== Exercise instructions ==
Report each line of the entries that contains the word "again", copied in full.

Input data: Begin

PR #365, opened 2017-10-15
Changes test assertions to compare wrapped values

### LINKED ISSUE #338: Prefer to assert_eq!(a, Ok(b)) rather than assert_eq!(a.unwrap(), b)
In https://github.com/exercism/rust/pull/292#discussion_r117407845 we decided that asserting equality to an `Ok` gives better error messages than attempting to unwrap (which panics if the observed value is an Err instead of Ok).

We should try to adhere to this.

Find instances of unwrap in asserts by using `git grep 'assert.*unwrap'` (or  `git grep unwrap exercises/*/tests` for a larger hammer) and remove the unwraps by changing the other argument to an `Ok`).

nfiles:
Resolves #338 

Test assertions should compare `Option` or `Result` values directly instead of unwrapping them.

### DIFF
--- a/exercises/bowling/tests/bowling.rs
+++ b/exercises/bowling/tests/bowling.rs
@@ -72,7 +72,7 @@ fn twenty_zero_pin_rolls_scores_zero() {
         let _ = game.roll(0);
     }
 
-    assert_eq!(game.score().unwrap(), 0);
+    assert_eq!(game.score(), Ok(0));
 }
 
 #[test]
@@ -85,7 +85,7 @@ fn ten_frames_without_a_strike_or_spare() {
         let _ = game.roll(6);
     }
 
-    assert_eq!(game.score().unwrap(), 90);
+    assert_eq!(game.score(), Ok(90));
 }
 
 #[test]
@@ -100,7 +100,7 @@ fn spare_in_the_first_frame_followed_by_zeros() {
         let _ = game.roll(0);
     }
 
-    assert_eq!(game.score().unwrap(), 10);
+    assert_eq!(game.score(), Ok(10));
 }
 
 #[test]
@@ -116,7 +116,7 @@ fn points_scored_in_the_roll_after_a_spare_are_counted_twice_as_a_bonus() {
         let _ = game.roll(0);
     }
 
-    assert_eq!(game.score().unwrap(), 16);
+    assert_eq!(game.score(), Ok(16));
 }
 
 #[test]
@@ -134,7 +134,7 @@ fn consecutive_spares_each_get_a_one_roll_bonus() {
         let _ = game.roll(0);
     }
 
-    assert_eq!(game.score().unwrap(), 31);
+    assert_eq!(game.score(), Ok(31));
 }
 
 #[test]
@@ -150,7 +150,7 @@ fn if_the_last_frame_is_a_spare_you_get_one_extra_roll_that_is_scored_once() {
     let _ = game.roll(5);
     let _ = game.roll(7);
 
-    assert_eq!(game.score().unwrap(), 17);
+    assert_eq!(game.score(), Ok(17));
 }
 
 #[test]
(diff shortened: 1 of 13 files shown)


exercises/bowling/tests/bowling.rs
```diff
@@ -347,7 +347,7 @@ fn the_two_balls_after_a_final_strike_can_not_be_a_non_strike_followed_by_a_stri
 
 #[test]
 #[ignore]
-fn second_bonus_ball_after_a_final_strike_can_not_score_an_invalid_number_of_pins_even_if_first_is_strike() {
+fn second_bonus_ball_after_a_final_strike_can_not_score_an_invalid_number_of_pins_even_if_first_is_strike(){
```
petertseng: accidental removal of space?

exercises/nucleotide-count/tests/nucleotide-count.rs
```diff
@@ -9,10 +9,10 @@ fn check_dna(s: &str, pairs: &[(char, usize)]) {
     // check for the presence and value of each key in the given pairs vector.
     let mut m: HashMap<char, usize> = dna::nucleotide_counts(s).unwrap();
     for &(k, v) in pairs.iter() {
-        assert_eq!((k, m.remove(&k).unwrap()), (k, v));
+        assert_eq!((k, m.remove(&k)), (k, Some(v)));
     }
     // may fail with a message that clearly shows all extra pairs in the map
-    assert_eq!(m.iter().collect::<Vec<(&char,&usize)>>(), vec!());
+    assert_eq!(m.iter().collect::<Vec<(&char, &usize)>>(), vec!());
```
petertseng: the addition of a space is good, but isn't related to removing unwrap, so it should go in a separate commit

nfiles:
I have committed a revised changeset that reverts the spacing issues. :)

nfiles:
No problem!

> After this is merged, are there any remaining instances of unwrap that should be changed?

I think the remaining `unwrap` calls are okay, but I could certainly be wrong. I'm still pretty new to Rust. None of them are being directly used in a test assertion. If the worry is that the `unwrap` call can cause a `panic` at any point in the test (not just the assertion), it might make sense to `assert!(wrapped.is_ok())` before calling unwrap. I'm not sure if that makes sense.

`unwrap` is still called the most in `queen-attack`, `react`, and `triangle`, but none of them are within a test assertion.

1. `queen-attack` - `ChessPosition::new` is unwrapped and passed directly into `Queen::new`.
1. `react` - `reactor.create_compute` is unwrapped because it is passed into other methods to set up the test assertions.
1. `triangle` - `Triangle::build` is unwrapped before the test assertions. An `is_ok` and `is_err` result are both tested.
1. `circular-buffer` - `buffer.read().unwrap().len()` is called within the test assertion, but the unwrapped value is not being directly compared, so I thought it was okay.
1. `nucleotide-count` - `dna::nucleotide_counts(s)` is unwrapped, but the unwrapped `HashMap` is tested with a couple of different iterators, and I don't know how to replace that with a test assertion on a wrapped object.

That's a good point about the `as_slice`/`vec!` instances (`all-your-base` and `variable-length-quantity`). The `example.rs` file was my reference for those and they explicitly returned `Vec` in the optional type.

This pull request resolves #338

petertseng:
Thanks again.

When I am able, I will also check to see whether I agree with your assessment, and assuming I do then it will be time to merge it.

> This pull request resolves #338

That needs to be in the PR description (the one that currently says "Related to Issue #338") OR any commit message in the PR.

nfiles:
Sorry, I understand now. I have updated the PR description.

petertseng:
OK. I agree with all your assessments. And they are definitely not unwraps that are compared, so objective achieved. I may consider a new issue for providing better error messages when the unwraps fail, if there is demand for it (or someone else may open it, that will be sufficient demand). As for this PR, it is time to merge, and close the referenced issue.

I will be making a change to the commit messages. They should be written in imperative form to match with the messages that `git` emits (e.g. on `git merge` and `git revert`), so at a minimum the "Changes" should be "Change"

petertseng:
Thanks (yet) again, great stuff.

Input data: End

== Result ==
Thanks again.
Thanks (yet) again, great stuff.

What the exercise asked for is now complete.